Collected data
======

PR #440, opened 2024-05-24
chore: verbose error for missing API key

mmikita95:
Added a descriptive error in case SDK client failed to initialize due to API key not being provided.

### DIFF
--- a/src/writer/ai.py
+++ b/src/writer/ai.py
@@ -3,9 +3,9 @@ from typing import Generator, Iterable, List, Literal, Optional, TypedDict, Unio
 
 from httpx import Timeout
 from writerai import Writer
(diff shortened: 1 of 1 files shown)


src/writer/ai.py
```diff
@@ -70,13 +71,20 @@ def __init__(self, token: Optional[str] = None):
...
-            # This is the default and can be omitted
-            api_key=token,
-        )
-
+        try:
+            self.client = Writer(
+                # This is the default and can be omitted
+                api_key=token,
+            )
+        except WriterError:
```
ramedina86, line 81: I don't see that we're actually checking the key, what happens if there's no internet connectivity, wouldn't this fail and tell you you don't have a key?

PR #446, opened 2024-05-27
feat: implement authentication workflow using basic auth

FabienArcellier:
For users who want to restrict access to their application for small application, I have implemented a simple basic auth restriction mechanism. 

*setup_server.py*
```python
auth = auth.BasicAuth(
    login=os.get('LOGIN'),
    password=os.get('PASSWORD'),
    delay_after_failure=1, # limit attempt when authentication fail (avoid brute force)
    block_user_after_failure=True # block the request for the delay
)
```

#### Brute force protection

A simple brute force protection is implemented by default. If a user fails to log in, the IP of this user is blocked.
Writer framework will ban the IP from either the `X-Forwarded-For` header or the `X-Real-IP` header or the client IP address.

When a user fails to log in, they wait 1 second before they can try again. This time can be modified by
modifying the value of `delay_after_failure`.

image


src/writer/auth.py
```diff
@@ -35,12 +39,106 @@ class Auth:
...
+
+        @asgi_app.middleware("http")
+        async def basicauth_middleware(request: Request, call_next):
+            import base64
+            client_ip = _client_ip(request)
+
+            try:
+                if client_ip in failed_attempts and time.time() - failed_attempts[client_ip] < self.delay_after_failure:
+                    remaining_time = int(self.delay_after_failure - (time.time() - failed_attempts[client_ip]))
+                    raise Unauthorized(status_code=429, message="Too Many Requests", more_info=f"You can try to log in every {self.delay_after_failure}s. Your next try is in {remaining_time}s.")
```
ramedina86, line 107: Hey, are we reusing `Unauthorized` for both? Shouldn't something like `ClientError` be more descriptive? I got confused with the 429 using the Unauthorized template

FabienArcellier: I decided to use the same exception because the authentication attempt is refused.

It could be an error from the client but also from the user. If he makes a mistake too many times, he reaches his maximum number of attempts in a given time. This can happen if the user persists so I prefer that they receive an explicit error message. A bit like when the user locks their phone because they entered the wrong PIN too many times.

I can create a ClientError exception which Unauthorized will inherit. Would that be more relevant?

ramedina86: Makes sense, let's leave it as is.

PR #462, opened 2024-06-13
Annotated Text component

polymorpheuz:


src/ui/src/core_components/content/CoreAnnotatedText.vue
```diff
@@ -0,0 +1,339 @@
...
+}
+
+const defaultShortNameDictionary = {
+	verb: "Verb",
+	adjective: "Adj",
+	noun: "Noun",
+	pronoun: "Pronoun",
+};
+
+function getShortName(name: string) {
```
polymorpheuz, line 268: Not sure if we even need it. In our reference package they do things like that.

src/ui/src/core_components/content/CoreAnnotatedText.vue
```diff
@@ -0,0 +1,339 @@
...
+		source.clipboardData?.setData("text/plain", text);
+		source.clipboardData?.setData("Text", text); // IE mimetype
+	}
+
+	if (html) {
+		source.clipboardData?.setData("text/html", html);
+	}
+}
+
+function copyToClipboard({
```
polymorpheuz, line 216: I believe these two copy functions should travel someplace else but I have no understanding where to.

src/ui/src/core_components/content/CoreAnnotatedText.vue
```diff
@@ -0,0 +1,339 @@
...
+	{ h: -12, s: 0, l: 29 },
+	{ h: 28, s: -20, l: 24 },
+	{ h: -61, s: -95, l: 25 },
+	{ h: -173, s: 0, l: 16 },
+	{ h: -228, s: 0, l: 22 },
+	{ h: 69, s: 0, l: 25 },
+	{ h: 70, s: 0, l: 29 },
+];
+
+let currentSteps = [...COLOR_STEPS];
```
polymorpheuz, line 116: You might wonder why am I doing that. For the tags it's perfectly fine to have the same color for for different tags. Here it's critical to not repeat the colors. More below.

src/ui/src/core_components/content/CoreAnnotatedText.vue
```diff
@@ -0,0 +1,339 @@
...
+
+	// If we run out of colors, reset the list
+	if (currentSteps.length === 0) {
+		currentSteps = [...COLOR_STEPS];
+	}
+
+	const colorStep = calculateColorStep(s, currentSteps.length);
+	const colorData = currentSteps[colorStep];
+
+	subjectColorCache[s] = colorData;
```
polymorpheuz, line 176: So we make sure to cache the initial allocation here

src/ui/src/core_components/content/CoreAnnotatedText.vue
```diff
@@ -0,0 +1,339 @@
...
+	currentSteps.splice(colorStep, 1);
```
polymorpheuz, line 177: ..and we get rid of that color so the random pick won't set us up to have the same color for another subject

src/ui/src/core_components/content/CoreAnnotatedText.vue
```diff
@@ -0,0 +1,339 @@
...
+		subjectColorCache = {};
+		lastSeed = fields.seed.value;
+	}
+
+	if (subjectColorCache[s]) {
+		return generateColorCss(baseColor, subjectColorCache[s]);
+	}
+
+	// If we run out of colors, reset the list
+	if (currentSteps.length === 0) {
```
polymorpheuz, line 169: This is a safeguard in order to keep it operational even if we ran out of colors. We shouldn't allow that though and it's better to add like +10-20 color to what we have now.

src/ui/src/core_components/content/CoreAnnotatedText.vue
```diff
@@ -0,0 +1,339 @@
...
+		} finally {
+			document.body.removeChild(textarea);
+			document.removeEventListener("copy", copyListener, false);
+		}
+	}
+
+	return false;
+}
+
+const defaultShortNameDictionary = {
```
ramedina86, line 261: Let's remove this dict, people can enter the whole thing

src/ui/src/core_components/content/CoreAnnotatedText.vue
```diff
@@ -0,0 +1,339 @@
...
+	border-radius: 0.5rem;
+	padding: 0.08rem 0.5rem;
+	overflow: hidden;
+	line-height: 1;
+	vertical-align: middle;
+}
+
+.annotation-subject {
+	display: inline-flex;
+	font-size: 0.6rem;
```
ramedina86, line 301: Let's use px instead of rem

I use rem for font-sizes, but looking to change to px too

src/ui/src/core_components/content/CoreAnnotatedText.vue
```diff
@@ -0,0 +1,339 @@
...
+	const colorStep = calculateColorStep(s, currentSteps.length);
+	const colorData = currentSteps[colorStep];
+
+	subjectColorCache[s] = colorData;
+	currentSteps.splice(colorStep, 1);
+
+	return generateColorCss(baseColor, colorData);
+}
+
+function copyText(arr: string[]) {
```
ramedina86, line 182: Let's move copy functionality and the bar to `base/` in a component called `BaseControlBar.vue` (or similar).

src/ui/src/core_components/content/CoreAnnotatedText.vue
```diff
@@ -0,0 +1,339 @@
...
+	{ h: -228, s: 0, l: 22 },
+	{ h: 69, s: 0, l: 25 },
+	{ h: 70, s: 0, l: 29 },
+];
+
+let currentSteps = [...COLOR_STEPS];
+let subjectColorCache = {};
+let lastSeed = fields.seed.value;
+
+function generateColorCss(
```
ramedina86, line 120: Feel free about moving to `colorTransformers` or similar (if you want).

src/ui/src/core_components/content/CoreAnnotatedText.vue
```diff
@@ -0,0 +1,339 @@
...
+	{ h: -61, s: -37, l: 16 },
+	{ h: -2, s: 0, l: 24 },
+	{ h: -12, s: 0, l: 29 },
+	{ h: 28, s: -20, l: 24 },
+	{ h: -61, s: -95, l: 25 },
+	{ h: -173, s: 0, l: 16 },
+	{ h: -228, s: 0, l: 22 },
+	{ h: 69, s: 0, l: 25 },
+	{ h: 70, s: 0, l: 29 },
+];
```
ramedina86, line 114: Think about how to extend to support more colors, maybe consider discussing this with Miffy. Right now, I'm using the Tag colors as specified in the design system.

src/ui/src/core_components/content/CoreAnnotatedText.vue
```diff
@@ -0,0 +1,339 @@
...
+		name: "Annotated text",
+		description: "Shows text with annotations",
+		category: "Content",
+
+		fields: {
+			text: {
+				name: "KeyValue",
+				type: FieldType.Object,
+				desc: "Value array with text/annotations. Must be a JSON string or a state reference to an array.",
+				default: `["This ",["is", "Verb"]," some ",["annotated", "Adjective"],    ["text", "Noun"]," for those of ",["you", "Pronoun"]," who ",["like", "Verb"]," this sort of ",["thing", "Noun"],". ","And here's a ",["word", "", "#faf"]," with a fancy background but no label."]`,
```
ramedina86, line 50: Let's go for `init` rather than `default`

ramedina86:
Forgot to mention, we use [conventional commits](https://www.conventionalcommits.org/en/v1.0.0/)

src/ui/src/core_components/content/CoreAnnotatedText.vue
ramedina86: @polymorpheuz We may choose to have a file for color transformations, since they're similar across tags and annotated text

ramedina86:
Hey @polymorpheuz can you add the component to `templateMap.ts`? So that it's linked (unsure how you're developing right now)

@FabienArcellier this is a very interesting component if you want to have a look

src/ui/src/core_components/base/BaseControlBar.vue
```diff
@@ -0,0 +1,110 @@
...
+		textarea.select();
+
+		try {
+			return document.execCommand("copy"); // Security exception may be thrown by some browsers.
+		} catch (ex) {
+			return false;
+		} finally {
+			document.body.removeChild(textarea);
+			document.removeEventListener("copy", copyListener, false);
+		}
```
madeindjs, line 79: `document.execCommand` is deprecated API ([MDN](https://developer.mozilla.org/en-US/docs/Web/API/Document/execCommand)). You should use [Clipboard API](https://developer.mozilla.org/en-US/docs/Web/API/Clipboard_API) like this

```ts
await navigator.clipboard.writeText(text);
```

You can even use this solution [with this polyfill](https://github.com/lgarron/clipboard-polyfill) to support old browsers

src/ui/src/core_components/content/CoreAnnotatedText.vue
```diff
@@ -0,0 +1,248 @@
...
+	writer: {
+		name: "Annotated text",
+		description: "Shows text with annotations",
+		category: "Content",
+
+		fields: {
+			text: {
+				name: "KeyValue",
+				type: FieldType.Object,
+				desc: "Value array with text/annotations. Must be a JSON string or a state reference to an array.",
```
madeindjs, line 39: It needs to be a an array, no ?
```suggestion
				desc: "Value array with text/annotations. Must be a JSON Array as string or a state reference to an array.",
```

src/ui/src/core_components/content/CoreAnnotatedText.vue
```diff
@@ -0,0 +1,248 @@
+<template>
+	<div class="AnnotatedText">
+		<span v-for="(content, i) in fields.text.value" :key="content + i">
```
madeindjs, line 3: `content` can be a number and then you can have duplicated key. I suggest to cast it to be safe
```suggestion
		<span v-for="(content, i) in fields.text.value" :key="String(content) + i">
```

src/ui/src/core_components/content/CoreAnnotatedText.vue
```diff
@@ -0,0 +1,248 @@
...
+	{ h: -61, s: -95, l: 25 },
+	{ h: -173, s: 0, l: 16 },
+	{ h: -228, s: 0, l: 22 },
+	{ h: 69, s: 0, l: 25 },
+	{ h: 70, s: 0, l: 29 },
+];
+
+let currentSteps = [...COLOR_STEPS];
+let subjectColorCache = {};
+let lastSeed = fields.seed.value;
```
madeindjs, line 108: Are you sure you don't need to make them reactive ? 
```suggestion
let currentSteps = ref([...COLOR_STEPS]);
let subjectColorCache = ref({});
let lastSeed = ref(fields.seed.value);
```

If its not refs, Vue.js can't track them and might not re-render on update ([doc](https://vuejs.org/guide/essentials/reactivity-fundamentals.html#why-refs))

polymorpheuz: I don't think that we need reactivity in this case. I am following `CoreTags` that seem to work in this case just as fine.

src/ui/src/core_components/base/BaseControlBar.vue
```diff
@@ -0,0 +1,110 @@
...
+			Copy
+		</button>
+	</div>
+</template>
+
+<script setup lang="ts">
+const props = defineProps<{
+	copyRawContent?: string;
+	copyStructuredContent?: string;
+}>();
```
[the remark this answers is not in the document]
polymorpheuz: Maybe it's a broader question on how we actually define props in the project. In this case, I was following how the other components defining props. My take is to stick to one approach until we decide to go with another.

Also, I'm not sure if there's practical use of runtime checks in this case. The bar is used by us as a building block, so it's not a blackbox for a general user to leave hints to.

@ramedina86 @FabienArcellier What do you think?

src/ui/src/core_components/base/BaseControlBar.vue
polymorpheuz: Thanks for pointing this out!

It's [not deprecated](https://stackoverflow.com/a/78427138) in a traditional sense. The drama around it is long and could take 5 at least more years. I went with it since I don't see it being deprecated anytime soon and it just works for any browser. It just works for any content format, so the component is easily extensible.

However, it's a nice discussion point. I couldn't find a doc on what browsers do we actually support. If we are not hitting limitations with these [constraints](https://github.com/lgarron/clipboard-polyfill?tab=readme-ov-file#compatibility), I have no objections on using `navigator.clipboard`.

cc @ramedina86 @FabienArcellier

src/ui/src/core_components/content/CoreAnnotatedText.vue
polymorpheuz: @ramedina86 I've asked Miffy a while ago on the additional colors and she pointed to the other color groups. The problem is that they don't match 😅 I was waiting for Pete being in the office to ambush him but he keeps avoiding me so far.

It seems like it's either we're going with 10 colors or an LLM is out best bet 🤣

ramedina86:
@polymorpheuz Have you looked into why CI isn't passing?

src/ui/src/core_components/base/BaseControlBar.vue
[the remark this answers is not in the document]
ramedina86: I think this is a good suggestion but in line with @polymorpheuz I'd like to decide on the standard and then @madeindjs can migrate all in one block :)

src/ui/src/core_components/content/CoreAnnotatedText.vue
ramedina86: Yes, let's not use reactivity that we don't need.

======

▸ WHAT THE TASK REQUIRES: Report each line in the entries where the string "import" occurs.

▸ OUTPUT OF THE TASK:
@@ -3,9 +3,9 @@ from typing import Generator, Iterable, List, Literal, Optional, TypedDict, Unio
 from httpx import Timeout
 from writerai import Writer
+            import base64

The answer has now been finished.